** Opening GIVEN DATA block **

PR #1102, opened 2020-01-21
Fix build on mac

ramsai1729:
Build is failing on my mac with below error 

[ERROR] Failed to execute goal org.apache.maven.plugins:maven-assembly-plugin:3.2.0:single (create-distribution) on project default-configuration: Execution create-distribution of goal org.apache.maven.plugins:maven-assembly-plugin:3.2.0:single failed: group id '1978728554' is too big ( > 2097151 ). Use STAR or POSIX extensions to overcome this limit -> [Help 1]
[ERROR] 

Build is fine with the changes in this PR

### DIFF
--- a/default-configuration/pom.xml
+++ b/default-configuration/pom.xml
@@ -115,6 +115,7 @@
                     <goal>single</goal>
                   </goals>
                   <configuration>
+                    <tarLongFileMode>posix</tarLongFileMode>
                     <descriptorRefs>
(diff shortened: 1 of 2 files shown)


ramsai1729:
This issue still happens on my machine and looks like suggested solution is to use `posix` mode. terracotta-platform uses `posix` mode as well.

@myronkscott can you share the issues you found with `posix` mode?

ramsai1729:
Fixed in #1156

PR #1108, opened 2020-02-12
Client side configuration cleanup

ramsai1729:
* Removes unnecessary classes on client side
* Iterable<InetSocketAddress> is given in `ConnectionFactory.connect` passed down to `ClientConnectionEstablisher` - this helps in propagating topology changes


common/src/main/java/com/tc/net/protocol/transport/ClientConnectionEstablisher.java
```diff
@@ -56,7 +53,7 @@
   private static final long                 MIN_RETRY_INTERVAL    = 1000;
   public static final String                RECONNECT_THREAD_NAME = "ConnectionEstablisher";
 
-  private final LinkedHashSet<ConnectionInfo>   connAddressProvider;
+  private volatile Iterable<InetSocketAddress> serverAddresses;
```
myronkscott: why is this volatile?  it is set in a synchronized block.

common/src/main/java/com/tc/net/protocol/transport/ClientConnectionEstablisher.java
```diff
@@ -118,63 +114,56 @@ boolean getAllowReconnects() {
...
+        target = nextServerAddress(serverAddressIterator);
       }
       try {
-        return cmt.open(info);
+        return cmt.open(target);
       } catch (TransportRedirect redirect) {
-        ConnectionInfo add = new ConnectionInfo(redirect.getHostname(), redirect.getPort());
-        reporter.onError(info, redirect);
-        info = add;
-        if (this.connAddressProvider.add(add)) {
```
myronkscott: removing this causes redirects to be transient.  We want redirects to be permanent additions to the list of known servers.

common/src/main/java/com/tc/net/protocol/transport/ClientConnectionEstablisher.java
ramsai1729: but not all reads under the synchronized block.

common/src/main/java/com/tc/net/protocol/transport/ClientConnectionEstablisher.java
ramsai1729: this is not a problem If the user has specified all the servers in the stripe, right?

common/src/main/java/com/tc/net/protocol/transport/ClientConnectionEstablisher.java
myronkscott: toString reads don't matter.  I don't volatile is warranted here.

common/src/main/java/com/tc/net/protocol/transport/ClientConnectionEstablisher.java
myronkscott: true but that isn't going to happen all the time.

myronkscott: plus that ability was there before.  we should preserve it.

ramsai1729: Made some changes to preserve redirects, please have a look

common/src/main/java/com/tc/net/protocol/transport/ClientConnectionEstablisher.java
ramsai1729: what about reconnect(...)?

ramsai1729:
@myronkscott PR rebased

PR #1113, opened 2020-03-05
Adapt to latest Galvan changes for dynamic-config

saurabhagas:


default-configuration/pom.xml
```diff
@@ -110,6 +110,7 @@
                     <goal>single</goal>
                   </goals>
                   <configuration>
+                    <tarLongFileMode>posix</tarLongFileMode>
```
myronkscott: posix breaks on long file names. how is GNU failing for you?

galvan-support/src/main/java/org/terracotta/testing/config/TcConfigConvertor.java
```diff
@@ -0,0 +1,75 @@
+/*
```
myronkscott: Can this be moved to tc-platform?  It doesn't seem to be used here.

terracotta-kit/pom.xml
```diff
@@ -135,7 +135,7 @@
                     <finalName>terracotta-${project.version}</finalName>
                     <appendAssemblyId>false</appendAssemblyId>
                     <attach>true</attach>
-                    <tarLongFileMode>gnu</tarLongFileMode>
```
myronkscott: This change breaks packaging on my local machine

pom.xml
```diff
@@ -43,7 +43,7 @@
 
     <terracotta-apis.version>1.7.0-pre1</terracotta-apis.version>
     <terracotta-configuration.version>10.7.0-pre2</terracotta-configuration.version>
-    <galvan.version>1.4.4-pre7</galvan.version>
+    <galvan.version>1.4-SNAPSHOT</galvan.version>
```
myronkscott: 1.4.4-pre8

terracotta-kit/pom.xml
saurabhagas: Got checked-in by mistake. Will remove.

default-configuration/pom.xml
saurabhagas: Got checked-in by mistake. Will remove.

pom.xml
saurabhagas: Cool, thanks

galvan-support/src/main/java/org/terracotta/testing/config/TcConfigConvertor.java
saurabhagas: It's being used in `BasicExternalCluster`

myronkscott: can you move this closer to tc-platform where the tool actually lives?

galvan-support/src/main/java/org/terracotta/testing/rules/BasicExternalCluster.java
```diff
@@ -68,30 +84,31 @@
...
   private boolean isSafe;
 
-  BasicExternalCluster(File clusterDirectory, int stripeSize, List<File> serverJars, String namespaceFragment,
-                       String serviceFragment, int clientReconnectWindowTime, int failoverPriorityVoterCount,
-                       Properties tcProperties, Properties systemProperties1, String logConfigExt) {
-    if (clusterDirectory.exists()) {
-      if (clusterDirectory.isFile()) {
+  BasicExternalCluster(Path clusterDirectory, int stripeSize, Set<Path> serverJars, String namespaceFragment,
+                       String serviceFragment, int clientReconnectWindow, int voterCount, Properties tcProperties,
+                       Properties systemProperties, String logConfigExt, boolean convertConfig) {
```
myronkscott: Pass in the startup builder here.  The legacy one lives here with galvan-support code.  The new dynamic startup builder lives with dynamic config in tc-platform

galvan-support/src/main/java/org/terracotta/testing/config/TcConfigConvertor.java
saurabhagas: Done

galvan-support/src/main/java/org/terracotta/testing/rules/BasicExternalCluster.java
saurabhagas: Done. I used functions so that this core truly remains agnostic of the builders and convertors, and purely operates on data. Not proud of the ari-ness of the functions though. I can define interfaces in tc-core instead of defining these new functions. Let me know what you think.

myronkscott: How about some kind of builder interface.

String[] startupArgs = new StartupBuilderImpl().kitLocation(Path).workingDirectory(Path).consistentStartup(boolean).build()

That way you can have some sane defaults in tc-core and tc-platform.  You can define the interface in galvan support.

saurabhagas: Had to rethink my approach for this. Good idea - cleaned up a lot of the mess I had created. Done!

** Closing GIVEN DATA block **

Could you reproduce every entry above exactly as written?

● **RESPONSE**
PR #1102, opened 2020-01-21
Fix build on mac

ramsai1729:
Build is failing on my mac with below error 

[ERROR] Failed to execute goal org.apache.maven.plugins:maven-assembly-plugin:3.2.0:single (create-distribution) on project default-configuration: Execution create-distribution of goal org.apache.maven.plugins:maven-assembly-plugin:3.2.0:single failed: group id '1978728554' is too big ( > 2097151 ). Use STAR or POSIX extensions to overcome this limit -> [Help 1]
[ERROR] 

Build is fine with the changes in this PR

### DIFF
--- a/default-configuration/pom.xml
+++ b/default-configuration/pom.xml
@@ -115,6 +115,7 @@
                     <goal>single</goal>
                   </goals>
                   <configuration>
+                    <tarLongFileMode>posix</tarLongFileMode>
                     <descriptorRefs>
(diff shortened: 1 of 2 files shown)


ramsai1729:
This issue still happens on my machine and looks like suggested solution is to use `posix` mode. terracotta-platform uses `posix` mode as well.

@myronkscott can you share the issues you found with `posix` mode?

ramsai1729:
Fixed in #1156

PR #1108, opened 2020-02-12
Client side configuration cleanup

ramsai1729:
* Removes unnecessary classes on client side
* Iterable<InetSocketAddress> is given in `ConnectionFactory.connect` passed down to `ClientConnectionEstablisher` - this helps in propagating topology changes


common/src/main/java/com/tc/net/protocol/transport/ClientConnectionEstablisher.java
```diff
@@ -56,7 +53,7 @@
   private static final long                 MIN_RETRY_INTERVAL    = 1000;
   public static final String                RECONNECT_THREAD_NAME = "ConnectionEstablisher";
 
-  private final LinkedHashSet<ConnectionInfo>   connAddressProvider;
+  private volatile Iterable<InetSocketAddress> serverAddresses;
```
myronkscott: why is this volatile?  it is set in a synchronized block.

common/src/main/java/com/tc/net/protocol/transport/ClientConnectionEstablisher.java
```diff
@@ -118,63 +114,56 @@ boolean getAllowReconnects() {
...
+        target = nextServerAddress(serverAddressIterator);
       }
       try {
-        return cmt.open(info);
+        return cmt.open(target);
       } catch (TransportRedirect redirect) {
-        ConnectionInfo add = new ConnectionInfo(redirect.getHostname(), redirect.getPort());
-        reporter.onError(info, redirect);
-        info = add;
-        if (this.connAddressProvider.add(add)) {
```
myronkscott: removing this causes redirects to be transient.  We want redirects to be permanent additions to the list of known servers.

common/src/main/java/com/tc/net/protocol/transport/ClientConnectionEstablisher.java
ramsai1729: but not all reads under the synchronized block.

common/src/main/java/com/tc/net/protocol/transport/ClientConnectionEstablisher.java
ramsai1729: this is not a problem If the user has specified all the servers in the stripe, right?

common/src/main/java/com/tc/net/protocol/transport/ClientConnectionEstablisher.java
myronkscott: toString reads don't matter.  I don't volatile is warranted here.

common/src/main/java/com/tc/net/protocol/transport/ClientConnectionEstablisher.java
myronkscott: true but that isn't going to happen all the time.

myronkscott: plus that ability was there before.  we should preserve it.

ramsai1729: Made some changes to preserve redirects, please have a look

common/src/main/java/com/tc/net/protocol/transport/ClientConnectionEstablisher.java
ramsai1729: what about reconnect(...)?

ramsai1729:
@myronkscott PR rebased

PR #1113, opened 2020-03-05
Adapt to latest Galvan changes for dynamic-config

saurabhagas:


default-configuration/pom.xml
```diff
@@ -110,6 +110,7 @@
                     <goal>single</goal>
                   </goals>
                   <configuration>
+                    <tarLongFileMode>posix</tarLongFileMode>
```
myronkscott: posix breaks on long file names. how is GNU failing for you?

galvan-support/src/main/java/org/terracotta/testing/config/TcConfigConvertor.java
```diff
@@ -0,0 +1,75 @@
+/*
```
myronkscott: Can this be moved to tc-platform?  It doesn't seem to be used here.

terracotta-kit/pom.xml
```diff
@@ -135,7 +135,7 @@
                     <finalName>terracotta-${project.version}</finalName>
                     <appendAssemblyId>false</appendAssemblyId>
                     <attach>true</attach>
-                    <tarLongFileMode>gnu</tarLongFileMode>
```
myronkscott: This change breaks packaging on my local machine

pom.xml
```diff
@@ -43,7 +43,7 @@
 
     <terracotta-apis.version>1.7.0-pre1</terracotta-apis.version>
     <terracotta-configuration.version>10.7.0-pre2</terracotta-configuration.version>
-    <galvan.version>1.4.4-pre7</galvan.version>
+    <galvan.version>1.4-SNAPSHOT</galvan.version>
```
myronkscott: 1.4.4-pre8

terracotta-kit/pom.xml
saurabhagas: Got checked-in by mistake. Will remove.

default-configuration/pom.xml
saurabhagas: Got checked-in by mistake. Will remove.

pom.xml
saurabhagas: Cool, thanks

galvan-support/src/main/java/org/terracotta/testing/config/TcConfigConvertor.java
saurabhagas: It's being used in `BasicExternalCluster`

myronkscott: can you move this closer to tc-platform where the tool actually lives?

galvan-support/src/main/java/org/terracotta/testing/rules/BasicExternalCluster.java
```diff
@@ -68,30 +84,31 @@
...
   private boolean isSafe;
 
-  BasicExternalCluster(File clusterDirectory, int stripeSize, List<File> serverJars, String namespaceFragment,
-                       String serviceFragment, int clientReconnectWindowTime, int failoverPriorityVoterCount,
-                       Properties tcProperties, Properties systemProperties1, String logConfigExt) {
-    if (clusterDirectory.exists()) {
-      if (clusterDirectory.isFile()) {
+  BasicExternalCluster(Path clusterDirectory, int stripeSize, Set<Path> serverJars, String namespaceFragment,
+                       String serviceFragment, int clientReconnectWindow, int voterCount, Properties tcProperties,
+                       Properties systemProperties, String logConfigExt, boolean convertConfig) {
```
myronkscott: Pass in the startup builder here.  The legacy one lives here with galvan-support code.  The new dynamic startup builder lives with dynamic config in tc-platform

galvan-support/src/main/java/org/terracotta/testing/config/TcConfigConvertor.java
saurabhagas: Done

galvan-support/src/main/java/org/terracotta/testing/rules/BasicExternalCluster.java
saurabhagas: Done. I used functions so that this core truly remains agnostic of the builders and convertors, and purely operates on data. Not proud of the ari-ness of the functions though. I can define interfaces in tc-core instead of defining these new functions. Let me know what you think.

myronkscott: How about some kind of builder interface.

String[] startupArgs = new StartupBuilderImpl().kitLocation(Path).workingDirectory(Path).consistentStartup(boolean).build()

That way you can have some sane defaults in tc-core and tc-platform.  You can define the interface in galvan support.

saurabhagas: Had to rethink my approach for this. Good idea - cleaned up a lot of the mess I had created. Done!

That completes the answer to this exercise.